EXERCISE AIM –
What lines below include the word "internal"? Copy each one.
[Opening PROVIDED DATA section]
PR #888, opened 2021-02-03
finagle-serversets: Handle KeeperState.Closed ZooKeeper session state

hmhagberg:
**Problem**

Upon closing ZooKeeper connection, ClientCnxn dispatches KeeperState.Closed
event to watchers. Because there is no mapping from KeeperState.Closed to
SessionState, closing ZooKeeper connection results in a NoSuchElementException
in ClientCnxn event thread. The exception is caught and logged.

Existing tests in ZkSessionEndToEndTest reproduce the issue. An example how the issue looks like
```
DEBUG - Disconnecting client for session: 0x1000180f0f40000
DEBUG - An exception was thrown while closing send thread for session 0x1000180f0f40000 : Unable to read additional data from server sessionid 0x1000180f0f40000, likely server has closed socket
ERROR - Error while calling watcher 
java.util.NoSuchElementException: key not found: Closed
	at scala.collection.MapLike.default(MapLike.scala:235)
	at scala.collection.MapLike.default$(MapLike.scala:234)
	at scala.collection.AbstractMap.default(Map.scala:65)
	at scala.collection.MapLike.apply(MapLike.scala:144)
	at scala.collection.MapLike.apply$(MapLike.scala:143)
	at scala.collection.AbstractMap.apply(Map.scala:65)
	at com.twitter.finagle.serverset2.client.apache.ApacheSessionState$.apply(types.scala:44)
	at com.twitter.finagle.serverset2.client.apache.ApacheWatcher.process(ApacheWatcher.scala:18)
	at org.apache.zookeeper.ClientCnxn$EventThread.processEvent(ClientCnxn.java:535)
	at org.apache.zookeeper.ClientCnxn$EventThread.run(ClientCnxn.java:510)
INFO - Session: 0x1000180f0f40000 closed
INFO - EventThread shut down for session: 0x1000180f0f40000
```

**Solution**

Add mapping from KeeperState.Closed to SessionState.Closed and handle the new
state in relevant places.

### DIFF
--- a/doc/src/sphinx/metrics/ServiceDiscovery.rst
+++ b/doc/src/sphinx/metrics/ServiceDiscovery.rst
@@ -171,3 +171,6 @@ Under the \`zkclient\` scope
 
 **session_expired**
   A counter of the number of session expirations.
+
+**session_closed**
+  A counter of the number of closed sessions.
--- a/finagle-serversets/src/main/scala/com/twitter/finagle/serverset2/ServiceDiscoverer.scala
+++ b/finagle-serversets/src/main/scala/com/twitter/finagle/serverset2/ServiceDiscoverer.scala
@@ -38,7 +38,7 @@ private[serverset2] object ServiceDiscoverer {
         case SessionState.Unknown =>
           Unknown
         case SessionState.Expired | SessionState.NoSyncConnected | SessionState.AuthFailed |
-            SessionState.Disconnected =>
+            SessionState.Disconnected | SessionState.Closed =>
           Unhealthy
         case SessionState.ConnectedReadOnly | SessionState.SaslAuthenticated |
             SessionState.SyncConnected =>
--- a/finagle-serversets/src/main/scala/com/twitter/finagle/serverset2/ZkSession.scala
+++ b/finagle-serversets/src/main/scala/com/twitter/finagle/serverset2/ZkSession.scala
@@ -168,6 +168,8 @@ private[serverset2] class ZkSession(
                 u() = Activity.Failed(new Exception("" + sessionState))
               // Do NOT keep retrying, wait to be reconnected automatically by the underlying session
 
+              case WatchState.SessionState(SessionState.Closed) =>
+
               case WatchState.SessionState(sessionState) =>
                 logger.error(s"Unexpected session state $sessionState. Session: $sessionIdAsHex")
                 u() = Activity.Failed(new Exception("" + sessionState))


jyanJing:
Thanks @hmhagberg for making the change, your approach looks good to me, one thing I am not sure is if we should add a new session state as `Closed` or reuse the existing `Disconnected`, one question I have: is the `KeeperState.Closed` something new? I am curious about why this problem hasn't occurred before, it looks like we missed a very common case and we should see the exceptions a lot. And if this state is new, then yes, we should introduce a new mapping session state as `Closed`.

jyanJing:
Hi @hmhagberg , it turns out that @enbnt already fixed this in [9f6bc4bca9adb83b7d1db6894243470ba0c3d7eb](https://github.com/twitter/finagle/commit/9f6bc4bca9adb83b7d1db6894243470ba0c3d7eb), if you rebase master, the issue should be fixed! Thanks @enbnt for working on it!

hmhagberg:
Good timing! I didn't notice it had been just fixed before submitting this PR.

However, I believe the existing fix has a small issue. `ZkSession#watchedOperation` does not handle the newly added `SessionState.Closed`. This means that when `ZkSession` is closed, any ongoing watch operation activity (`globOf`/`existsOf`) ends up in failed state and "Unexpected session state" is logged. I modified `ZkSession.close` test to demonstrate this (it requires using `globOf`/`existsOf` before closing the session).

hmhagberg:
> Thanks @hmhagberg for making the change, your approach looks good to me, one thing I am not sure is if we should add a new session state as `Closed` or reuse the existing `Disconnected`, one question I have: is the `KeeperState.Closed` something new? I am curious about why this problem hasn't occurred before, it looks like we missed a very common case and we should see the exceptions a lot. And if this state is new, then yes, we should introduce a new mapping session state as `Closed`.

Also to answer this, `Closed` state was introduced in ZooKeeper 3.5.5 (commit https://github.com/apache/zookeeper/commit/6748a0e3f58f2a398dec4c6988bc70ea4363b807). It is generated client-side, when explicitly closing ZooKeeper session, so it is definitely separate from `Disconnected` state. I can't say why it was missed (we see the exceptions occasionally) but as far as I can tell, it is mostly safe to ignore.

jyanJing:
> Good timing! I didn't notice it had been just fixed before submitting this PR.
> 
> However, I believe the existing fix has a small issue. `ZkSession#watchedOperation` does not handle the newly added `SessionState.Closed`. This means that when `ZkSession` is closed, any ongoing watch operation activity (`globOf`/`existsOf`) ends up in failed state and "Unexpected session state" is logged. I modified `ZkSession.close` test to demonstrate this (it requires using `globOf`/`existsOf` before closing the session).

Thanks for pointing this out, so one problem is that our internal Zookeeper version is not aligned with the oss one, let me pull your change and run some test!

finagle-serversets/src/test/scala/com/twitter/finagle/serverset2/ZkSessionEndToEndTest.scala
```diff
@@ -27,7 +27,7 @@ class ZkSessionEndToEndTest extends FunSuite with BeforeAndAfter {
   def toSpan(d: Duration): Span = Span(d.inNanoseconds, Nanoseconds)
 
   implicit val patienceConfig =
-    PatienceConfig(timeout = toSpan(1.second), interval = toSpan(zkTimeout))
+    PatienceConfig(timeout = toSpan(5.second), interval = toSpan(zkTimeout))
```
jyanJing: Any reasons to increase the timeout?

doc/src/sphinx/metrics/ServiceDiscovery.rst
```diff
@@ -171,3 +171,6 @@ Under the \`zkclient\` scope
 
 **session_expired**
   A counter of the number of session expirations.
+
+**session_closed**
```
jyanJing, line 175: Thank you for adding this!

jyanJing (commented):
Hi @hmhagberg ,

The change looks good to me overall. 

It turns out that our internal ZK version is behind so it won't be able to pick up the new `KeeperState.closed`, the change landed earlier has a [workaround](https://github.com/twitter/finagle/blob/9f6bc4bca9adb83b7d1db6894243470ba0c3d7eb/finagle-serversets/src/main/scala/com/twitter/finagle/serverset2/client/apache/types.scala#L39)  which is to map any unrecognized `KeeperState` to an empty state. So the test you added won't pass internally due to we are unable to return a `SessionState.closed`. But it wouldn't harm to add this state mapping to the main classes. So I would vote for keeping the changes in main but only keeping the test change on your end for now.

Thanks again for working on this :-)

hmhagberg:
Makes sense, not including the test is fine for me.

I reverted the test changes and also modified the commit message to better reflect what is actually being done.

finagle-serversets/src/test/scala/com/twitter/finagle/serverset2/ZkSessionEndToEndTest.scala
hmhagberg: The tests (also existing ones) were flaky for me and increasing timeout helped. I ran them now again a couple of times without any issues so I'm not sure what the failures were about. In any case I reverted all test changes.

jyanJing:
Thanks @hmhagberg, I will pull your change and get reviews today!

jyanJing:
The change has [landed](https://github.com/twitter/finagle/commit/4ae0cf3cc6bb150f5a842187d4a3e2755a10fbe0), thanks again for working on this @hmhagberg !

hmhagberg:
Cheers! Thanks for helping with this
[Closing PROVIDED DATA section]
[Opening PROVIDED DATA section]
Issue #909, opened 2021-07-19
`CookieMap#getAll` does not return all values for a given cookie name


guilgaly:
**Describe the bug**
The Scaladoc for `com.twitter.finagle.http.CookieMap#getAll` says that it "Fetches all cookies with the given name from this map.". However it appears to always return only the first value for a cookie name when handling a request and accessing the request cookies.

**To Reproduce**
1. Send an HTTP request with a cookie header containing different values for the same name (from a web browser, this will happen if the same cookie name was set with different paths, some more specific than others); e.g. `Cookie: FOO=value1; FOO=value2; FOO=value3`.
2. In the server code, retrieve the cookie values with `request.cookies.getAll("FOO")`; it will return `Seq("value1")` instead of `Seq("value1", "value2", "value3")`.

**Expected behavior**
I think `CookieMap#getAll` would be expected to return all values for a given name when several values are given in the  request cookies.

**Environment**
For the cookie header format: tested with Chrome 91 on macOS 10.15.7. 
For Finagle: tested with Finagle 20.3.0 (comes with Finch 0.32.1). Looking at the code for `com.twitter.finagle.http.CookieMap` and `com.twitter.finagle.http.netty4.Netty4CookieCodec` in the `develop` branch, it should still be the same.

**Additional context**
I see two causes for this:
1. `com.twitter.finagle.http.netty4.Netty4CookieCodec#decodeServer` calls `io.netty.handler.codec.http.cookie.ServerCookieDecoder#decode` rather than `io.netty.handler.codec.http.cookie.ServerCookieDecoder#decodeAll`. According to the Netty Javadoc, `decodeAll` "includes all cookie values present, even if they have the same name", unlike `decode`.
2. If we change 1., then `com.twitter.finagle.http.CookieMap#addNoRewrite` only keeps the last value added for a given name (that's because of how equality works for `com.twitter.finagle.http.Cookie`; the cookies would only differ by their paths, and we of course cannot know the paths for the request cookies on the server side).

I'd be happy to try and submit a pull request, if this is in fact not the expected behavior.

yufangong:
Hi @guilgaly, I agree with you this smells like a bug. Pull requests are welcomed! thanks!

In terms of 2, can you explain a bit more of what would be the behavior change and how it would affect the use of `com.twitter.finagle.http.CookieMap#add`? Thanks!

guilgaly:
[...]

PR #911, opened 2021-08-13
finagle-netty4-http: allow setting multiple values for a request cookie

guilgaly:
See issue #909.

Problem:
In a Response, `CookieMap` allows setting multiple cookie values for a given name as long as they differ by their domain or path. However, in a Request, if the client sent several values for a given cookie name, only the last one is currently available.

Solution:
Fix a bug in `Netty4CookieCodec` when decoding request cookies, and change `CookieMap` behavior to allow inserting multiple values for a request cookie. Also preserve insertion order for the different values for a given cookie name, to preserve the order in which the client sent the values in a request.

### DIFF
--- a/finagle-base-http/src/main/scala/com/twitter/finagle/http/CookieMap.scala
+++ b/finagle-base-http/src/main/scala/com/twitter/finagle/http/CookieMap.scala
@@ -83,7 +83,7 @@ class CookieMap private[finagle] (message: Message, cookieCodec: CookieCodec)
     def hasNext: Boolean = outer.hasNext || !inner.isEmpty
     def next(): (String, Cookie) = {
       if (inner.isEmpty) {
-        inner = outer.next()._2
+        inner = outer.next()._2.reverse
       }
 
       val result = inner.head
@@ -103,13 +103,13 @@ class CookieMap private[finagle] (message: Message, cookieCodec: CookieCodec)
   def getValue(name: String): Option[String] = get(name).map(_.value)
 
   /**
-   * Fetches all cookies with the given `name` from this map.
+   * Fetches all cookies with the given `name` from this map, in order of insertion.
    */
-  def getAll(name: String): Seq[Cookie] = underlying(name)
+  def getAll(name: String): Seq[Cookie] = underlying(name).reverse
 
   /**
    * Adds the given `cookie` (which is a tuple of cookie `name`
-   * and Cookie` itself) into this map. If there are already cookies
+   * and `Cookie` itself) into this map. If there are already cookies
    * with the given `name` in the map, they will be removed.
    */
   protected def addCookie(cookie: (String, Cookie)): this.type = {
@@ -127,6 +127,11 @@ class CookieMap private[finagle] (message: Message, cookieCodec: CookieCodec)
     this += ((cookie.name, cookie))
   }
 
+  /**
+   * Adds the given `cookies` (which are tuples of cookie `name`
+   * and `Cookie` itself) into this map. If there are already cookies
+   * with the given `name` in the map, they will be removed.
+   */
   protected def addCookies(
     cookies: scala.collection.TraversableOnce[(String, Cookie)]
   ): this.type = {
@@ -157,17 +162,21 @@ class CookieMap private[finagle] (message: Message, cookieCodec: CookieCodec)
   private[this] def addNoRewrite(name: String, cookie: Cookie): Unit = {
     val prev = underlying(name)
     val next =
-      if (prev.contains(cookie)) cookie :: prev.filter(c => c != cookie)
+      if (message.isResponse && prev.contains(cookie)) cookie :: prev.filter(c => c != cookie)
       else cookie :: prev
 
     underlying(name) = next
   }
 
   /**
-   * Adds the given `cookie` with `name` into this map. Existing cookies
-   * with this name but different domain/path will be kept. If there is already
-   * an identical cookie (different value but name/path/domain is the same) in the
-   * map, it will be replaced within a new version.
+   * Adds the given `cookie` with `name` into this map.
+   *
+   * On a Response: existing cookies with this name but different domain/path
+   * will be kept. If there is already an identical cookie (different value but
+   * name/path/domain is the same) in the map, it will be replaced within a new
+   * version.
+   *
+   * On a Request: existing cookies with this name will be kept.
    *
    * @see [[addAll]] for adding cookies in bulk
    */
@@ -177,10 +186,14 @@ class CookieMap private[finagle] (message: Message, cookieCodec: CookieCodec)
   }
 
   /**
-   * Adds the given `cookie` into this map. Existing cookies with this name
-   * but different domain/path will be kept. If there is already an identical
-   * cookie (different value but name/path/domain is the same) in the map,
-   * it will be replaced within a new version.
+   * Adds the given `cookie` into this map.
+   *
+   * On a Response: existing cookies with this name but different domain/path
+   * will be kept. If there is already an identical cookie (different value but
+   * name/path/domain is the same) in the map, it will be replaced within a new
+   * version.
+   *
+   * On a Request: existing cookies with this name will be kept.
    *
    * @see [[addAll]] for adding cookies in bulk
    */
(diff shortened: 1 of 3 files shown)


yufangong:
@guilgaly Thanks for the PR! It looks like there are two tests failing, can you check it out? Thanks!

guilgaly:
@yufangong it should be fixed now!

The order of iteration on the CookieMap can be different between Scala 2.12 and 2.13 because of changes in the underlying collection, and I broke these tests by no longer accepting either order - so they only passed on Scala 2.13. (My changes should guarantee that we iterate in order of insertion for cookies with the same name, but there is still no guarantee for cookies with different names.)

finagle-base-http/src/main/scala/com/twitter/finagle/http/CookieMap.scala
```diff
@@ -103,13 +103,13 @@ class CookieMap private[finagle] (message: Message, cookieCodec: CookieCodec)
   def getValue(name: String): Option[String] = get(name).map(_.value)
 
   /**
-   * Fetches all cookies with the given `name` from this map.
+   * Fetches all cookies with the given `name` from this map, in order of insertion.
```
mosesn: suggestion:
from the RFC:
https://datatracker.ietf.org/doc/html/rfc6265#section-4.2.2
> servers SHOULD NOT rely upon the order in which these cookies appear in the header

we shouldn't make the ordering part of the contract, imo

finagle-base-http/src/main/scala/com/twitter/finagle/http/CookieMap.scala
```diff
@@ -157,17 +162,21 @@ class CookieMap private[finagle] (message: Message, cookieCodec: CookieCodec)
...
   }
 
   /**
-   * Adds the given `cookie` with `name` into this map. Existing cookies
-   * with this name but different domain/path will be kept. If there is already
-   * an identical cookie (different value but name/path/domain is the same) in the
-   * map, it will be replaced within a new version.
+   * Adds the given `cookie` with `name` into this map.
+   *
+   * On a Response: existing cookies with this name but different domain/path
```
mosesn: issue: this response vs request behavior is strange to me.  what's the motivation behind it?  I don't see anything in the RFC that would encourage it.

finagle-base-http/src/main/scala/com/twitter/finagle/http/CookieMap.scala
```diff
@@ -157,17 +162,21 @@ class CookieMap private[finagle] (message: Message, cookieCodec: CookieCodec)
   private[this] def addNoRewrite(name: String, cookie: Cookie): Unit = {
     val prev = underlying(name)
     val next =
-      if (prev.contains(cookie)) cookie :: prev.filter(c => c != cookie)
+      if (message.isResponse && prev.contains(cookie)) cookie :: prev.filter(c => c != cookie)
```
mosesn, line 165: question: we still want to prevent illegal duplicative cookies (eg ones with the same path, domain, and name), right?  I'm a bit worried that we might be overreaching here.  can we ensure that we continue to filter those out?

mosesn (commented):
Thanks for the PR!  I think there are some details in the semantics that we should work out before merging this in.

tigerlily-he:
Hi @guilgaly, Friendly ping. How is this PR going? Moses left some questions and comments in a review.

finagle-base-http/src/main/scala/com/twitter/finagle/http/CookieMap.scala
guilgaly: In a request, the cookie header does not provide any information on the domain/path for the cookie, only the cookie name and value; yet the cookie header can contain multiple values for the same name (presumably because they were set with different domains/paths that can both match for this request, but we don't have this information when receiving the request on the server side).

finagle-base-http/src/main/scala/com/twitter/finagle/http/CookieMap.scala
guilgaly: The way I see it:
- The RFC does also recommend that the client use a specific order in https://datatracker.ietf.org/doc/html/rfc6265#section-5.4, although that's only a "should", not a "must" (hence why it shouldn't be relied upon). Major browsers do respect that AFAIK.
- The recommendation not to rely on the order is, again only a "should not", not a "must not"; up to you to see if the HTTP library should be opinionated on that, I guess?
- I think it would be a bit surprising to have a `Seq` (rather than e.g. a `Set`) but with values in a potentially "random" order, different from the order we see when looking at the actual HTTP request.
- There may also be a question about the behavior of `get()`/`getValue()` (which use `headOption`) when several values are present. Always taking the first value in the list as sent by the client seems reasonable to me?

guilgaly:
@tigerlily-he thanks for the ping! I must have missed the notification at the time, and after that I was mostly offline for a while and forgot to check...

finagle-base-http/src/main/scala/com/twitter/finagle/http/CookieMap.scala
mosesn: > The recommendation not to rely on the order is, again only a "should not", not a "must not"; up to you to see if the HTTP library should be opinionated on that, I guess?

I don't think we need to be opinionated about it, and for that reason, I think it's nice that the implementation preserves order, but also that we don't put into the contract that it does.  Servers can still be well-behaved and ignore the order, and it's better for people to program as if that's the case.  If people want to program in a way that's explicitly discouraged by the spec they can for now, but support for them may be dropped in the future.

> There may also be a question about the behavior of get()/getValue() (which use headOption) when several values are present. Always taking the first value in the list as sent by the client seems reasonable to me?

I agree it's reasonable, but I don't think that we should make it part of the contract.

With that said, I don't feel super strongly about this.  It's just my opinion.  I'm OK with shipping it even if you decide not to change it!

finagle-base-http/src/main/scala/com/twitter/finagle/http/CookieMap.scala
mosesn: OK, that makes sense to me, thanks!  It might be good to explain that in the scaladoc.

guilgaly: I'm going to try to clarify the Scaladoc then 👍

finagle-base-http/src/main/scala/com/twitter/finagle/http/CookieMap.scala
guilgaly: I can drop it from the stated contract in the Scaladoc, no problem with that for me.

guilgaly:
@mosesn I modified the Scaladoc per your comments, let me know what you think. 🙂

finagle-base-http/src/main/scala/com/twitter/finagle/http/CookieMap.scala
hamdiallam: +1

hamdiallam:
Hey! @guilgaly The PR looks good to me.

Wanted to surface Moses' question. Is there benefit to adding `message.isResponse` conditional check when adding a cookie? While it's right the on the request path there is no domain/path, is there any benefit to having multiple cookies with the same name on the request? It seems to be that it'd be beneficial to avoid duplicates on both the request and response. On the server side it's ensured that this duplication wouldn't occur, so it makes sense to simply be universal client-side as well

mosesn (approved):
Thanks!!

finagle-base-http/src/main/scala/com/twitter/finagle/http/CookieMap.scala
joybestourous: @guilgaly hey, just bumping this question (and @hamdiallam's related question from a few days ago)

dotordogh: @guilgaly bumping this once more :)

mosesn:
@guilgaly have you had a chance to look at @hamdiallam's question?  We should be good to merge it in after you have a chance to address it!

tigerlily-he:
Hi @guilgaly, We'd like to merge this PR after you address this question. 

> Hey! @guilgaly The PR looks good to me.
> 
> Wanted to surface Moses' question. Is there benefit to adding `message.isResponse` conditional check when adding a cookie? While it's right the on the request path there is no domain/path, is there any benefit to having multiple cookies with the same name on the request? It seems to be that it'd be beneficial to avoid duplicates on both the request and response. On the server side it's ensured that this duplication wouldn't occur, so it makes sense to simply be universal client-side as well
[Closing PROVIDED DATA section]
SOLUTION TO THIS TASK –
Thanks for pointing this out, so one problem is that our internal Zookeeper version is not aligned with the oss one, let me pull your change and run some test!
It turns out that our internal ZK version is behind so it won't be able to pick up the new `KeeperState.closed`, the change landed earlier has a [workaround](https://github.com/twitter/finagle/blob/9f6bc4bca9adb83b7d1db6894243470ba0c3d7eb/finagle-serversets/src/main/scala/com/twitter/finagle/serverset2/client/apache/types.scala#L39)  which is to map any unrecognized `KeeperState` to an empty state. So the test you added won't pass internally due to we are unable to return a `SessionState.closed`. But it wouldn't harm to add this state mapping to the main classes. So I would vote for keeping the changes in main but only keeping the test change on your end for now.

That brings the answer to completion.